Predictive Analytics

The realms of advanced data analytics continues to grow and one interesting spot where it is taking root is in staffing for hospital emergency rooms

What once was done through experience and rules of thumb - like needing more trauma staff on hand for 4th of July fireworks accidents has given way to a more data-driven approach that lets ERs ensure they have the staff they need. 

Predictive analytics tools recognize that data models can better project probabilities and give more accurate information - and not just for hospital staffing. 

Our data scientists, analysts, and strategist use both traditional statistical techniques and more advanced predictive algorithms for predictive analysis to determine the likelihood of future results.

These tools allow our team to work with large amounts of data to find valuable links between causes and consequences, and to make well-founded predictions about currently unavailable data. 

Predictive analysis is closely linked to a number of other major data technologies, including machine learning, artificial intelligence (AI), data mining and prescriptive analysis.
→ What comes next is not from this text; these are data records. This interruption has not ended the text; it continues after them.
PR #2624, opened 2024-05-09
Tests: Added live samples tests with [ExplicitAttribute]

inforithmics:
Adds TestLiveSmpleAsync with [ExplicitAttribute] to run unit tests against the Live Services in the samples to detect when a service changes url or Layers


pauldendulk (approved):
Lovely! I must say that I have never looked into the details of the DefaultCaches. As I have mentioned I am scared of caches, because they can cause hard to track problems. I think the DefaultCaches were mostly added for this purpose of these sample tests, correct? I wonder if we could limit it's use to this more.

inforithmics:
Yes, that's right they where added mostly for this purpose.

Unlike traditional analysts, when predictive analysis is used, it is not known in advance what data is important. 

This type of open-ended information seeking has led to some of our most impactful insights for clients. In once case, we analyzed the sales data for a restaurant chain. Using an advanced AI platform, we were able to see connections between sales activity at specific times of the day and other data points that would have never come to light otherwise. This allowed our team to focus on some interesting behaviors that customers in certain market segments had specifically when they went to the restaurant at lunch. 
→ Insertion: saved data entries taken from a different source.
PR #2626, opened 2024-05-09
WIP Improvement: Put Symbols from BitmapPath into SymbolCache

inforithmics:


pauldendulk (approved):

pauldendulk (changes requested):
There is a formatting exception.

pauldendulk:
I already applied your changes [here](https://github.com/Mapsui/Mapsui/pull/2628) so will close this PR.

inforithmics:
Thanks for taking care of this

pauldendulk:
@inforithmics I had some doubts what was the best solution. The pattern proposed by Visual Studio (not sure which tool in VS generates this) is this:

In this way, predictive analysis is based on the same or similar methods used in more traditional data analysis, but it adds various forms of machine learning and statistical modeling to detect potential patterns and hidden causes in the raw information. 

Predictive analysis always begins with a business objective: to use data to reduce waste, save time or reduce costs. When we open up the data and analyze it through the specific lens that each project needs, we drive finding insights that make CX and Brand strategy even more valuable.